Saved entries —
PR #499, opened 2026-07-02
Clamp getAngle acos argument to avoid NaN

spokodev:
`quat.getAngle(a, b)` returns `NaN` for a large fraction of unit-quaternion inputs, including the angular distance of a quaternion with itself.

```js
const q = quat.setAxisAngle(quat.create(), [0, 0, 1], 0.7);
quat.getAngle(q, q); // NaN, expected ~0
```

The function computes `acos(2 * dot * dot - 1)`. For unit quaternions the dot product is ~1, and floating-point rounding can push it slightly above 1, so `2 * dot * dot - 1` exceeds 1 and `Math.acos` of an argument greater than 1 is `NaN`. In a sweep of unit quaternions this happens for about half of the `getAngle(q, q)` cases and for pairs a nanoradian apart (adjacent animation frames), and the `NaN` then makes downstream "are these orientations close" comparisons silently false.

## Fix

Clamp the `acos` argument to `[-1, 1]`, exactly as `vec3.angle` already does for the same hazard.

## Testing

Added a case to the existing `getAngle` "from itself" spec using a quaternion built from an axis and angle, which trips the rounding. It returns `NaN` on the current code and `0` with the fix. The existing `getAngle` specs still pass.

---

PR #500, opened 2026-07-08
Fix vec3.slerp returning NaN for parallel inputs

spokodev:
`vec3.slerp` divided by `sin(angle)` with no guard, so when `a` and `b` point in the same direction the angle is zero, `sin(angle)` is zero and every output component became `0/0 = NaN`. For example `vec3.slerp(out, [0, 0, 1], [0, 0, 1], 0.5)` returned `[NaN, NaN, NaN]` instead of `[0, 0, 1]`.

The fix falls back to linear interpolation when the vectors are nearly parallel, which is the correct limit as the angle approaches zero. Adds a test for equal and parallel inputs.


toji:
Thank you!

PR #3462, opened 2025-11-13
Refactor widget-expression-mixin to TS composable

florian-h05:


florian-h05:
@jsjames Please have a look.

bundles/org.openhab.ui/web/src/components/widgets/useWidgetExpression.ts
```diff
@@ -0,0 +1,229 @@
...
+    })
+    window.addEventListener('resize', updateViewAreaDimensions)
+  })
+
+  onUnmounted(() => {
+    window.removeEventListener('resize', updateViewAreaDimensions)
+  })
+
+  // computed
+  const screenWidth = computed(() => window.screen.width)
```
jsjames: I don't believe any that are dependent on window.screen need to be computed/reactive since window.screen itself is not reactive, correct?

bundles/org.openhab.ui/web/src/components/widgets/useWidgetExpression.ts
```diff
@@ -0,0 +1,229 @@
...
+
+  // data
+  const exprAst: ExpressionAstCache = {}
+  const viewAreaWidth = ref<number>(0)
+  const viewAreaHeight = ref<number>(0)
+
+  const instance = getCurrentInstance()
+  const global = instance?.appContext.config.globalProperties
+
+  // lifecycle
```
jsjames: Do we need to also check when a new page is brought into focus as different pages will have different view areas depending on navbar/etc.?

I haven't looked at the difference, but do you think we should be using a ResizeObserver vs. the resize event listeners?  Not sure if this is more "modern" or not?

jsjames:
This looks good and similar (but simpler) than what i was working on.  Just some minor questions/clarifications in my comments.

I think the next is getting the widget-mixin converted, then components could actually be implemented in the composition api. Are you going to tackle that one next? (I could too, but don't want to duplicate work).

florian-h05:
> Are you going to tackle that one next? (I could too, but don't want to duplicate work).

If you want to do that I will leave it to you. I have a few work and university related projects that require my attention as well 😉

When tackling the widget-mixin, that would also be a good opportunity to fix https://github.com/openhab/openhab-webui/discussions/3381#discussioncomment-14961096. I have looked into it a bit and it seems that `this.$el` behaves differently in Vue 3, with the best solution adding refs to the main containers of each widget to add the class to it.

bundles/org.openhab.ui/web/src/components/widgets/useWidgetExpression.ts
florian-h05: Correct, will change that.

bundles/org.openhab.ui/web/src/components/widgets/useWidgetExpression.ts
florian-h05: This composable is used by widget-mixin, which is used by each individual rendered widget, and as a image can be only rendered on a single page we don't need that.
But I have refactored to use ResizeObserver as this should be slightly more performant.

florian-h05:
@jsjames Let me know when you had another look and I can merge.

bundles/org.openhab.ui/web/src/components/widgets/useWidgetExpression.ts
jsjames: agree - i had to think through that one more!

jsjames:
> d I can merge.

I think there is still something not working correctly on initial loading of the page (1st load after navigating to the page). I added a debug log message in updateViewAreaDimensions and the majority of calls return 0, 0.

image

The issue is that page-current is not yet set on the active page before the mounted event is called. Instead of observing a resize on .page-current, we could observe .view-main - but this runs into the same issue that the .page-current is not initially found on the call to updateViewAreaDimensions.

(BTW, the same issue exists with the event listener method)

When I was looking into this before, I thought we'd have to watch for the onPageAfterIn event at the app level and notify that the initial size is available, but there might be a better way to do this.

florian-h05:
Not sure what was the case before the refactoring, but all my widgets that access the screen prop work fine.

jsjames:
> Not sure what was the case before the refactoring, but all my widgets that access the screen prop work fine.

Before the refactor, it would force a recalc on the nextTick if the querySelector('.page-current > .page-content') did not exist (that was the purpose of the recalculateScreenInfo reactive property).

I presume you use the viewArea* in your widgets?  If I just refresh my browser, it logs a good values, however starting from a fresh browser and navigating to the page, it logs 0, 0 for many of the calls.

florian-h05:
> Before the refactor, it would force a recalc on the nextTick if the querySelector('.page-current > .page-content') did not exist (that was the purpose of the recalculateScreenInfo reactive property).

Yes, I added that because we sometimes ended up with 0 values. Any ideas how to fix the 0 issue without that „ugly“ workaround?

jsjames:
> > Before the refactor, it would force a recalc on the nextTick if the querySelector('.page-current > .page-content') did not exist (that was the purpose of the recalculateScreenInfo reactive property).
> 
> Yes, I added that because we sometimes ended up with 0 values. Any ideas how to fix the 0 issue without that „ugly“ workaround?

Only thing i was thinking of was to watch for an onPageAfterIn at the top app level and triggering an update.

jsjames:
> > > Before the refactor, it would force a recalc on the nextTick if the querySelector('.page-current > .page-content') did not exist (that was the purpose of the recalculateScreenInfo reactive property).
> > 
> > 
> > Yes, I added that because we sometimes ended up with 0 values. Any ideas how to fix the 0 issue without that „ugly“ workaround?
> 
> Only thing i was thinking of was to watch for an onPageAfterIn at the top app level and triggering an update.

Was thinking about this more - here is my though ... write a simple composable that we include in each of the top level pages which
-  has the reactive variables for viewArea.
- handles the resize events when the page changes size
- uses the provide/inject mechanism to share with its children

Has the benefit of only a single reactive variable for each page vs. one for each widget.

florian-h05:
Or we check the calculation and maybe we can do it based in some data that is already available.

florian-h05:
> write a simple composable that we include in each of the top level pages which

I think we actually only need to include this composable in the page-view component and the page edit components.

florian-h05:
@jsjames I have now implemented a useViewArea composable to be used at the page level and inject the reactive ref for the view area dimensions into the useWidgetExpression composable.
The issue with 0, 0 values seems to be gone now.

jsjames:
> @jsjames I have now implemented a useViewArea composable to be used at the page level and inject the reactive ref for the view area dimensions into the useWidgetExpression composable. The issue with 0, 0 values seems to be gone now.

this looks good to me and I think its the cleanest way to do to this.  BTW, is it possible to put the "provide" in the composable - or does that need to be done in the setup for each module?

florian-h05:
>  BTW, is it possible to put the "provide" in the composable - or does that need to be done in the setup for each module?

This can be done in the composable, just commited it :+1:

ABOUT THIS EXERCISE —
Scan the records for lines with the string "available". Give the number of such lines and nothing else.

TASK OUTPUT —
2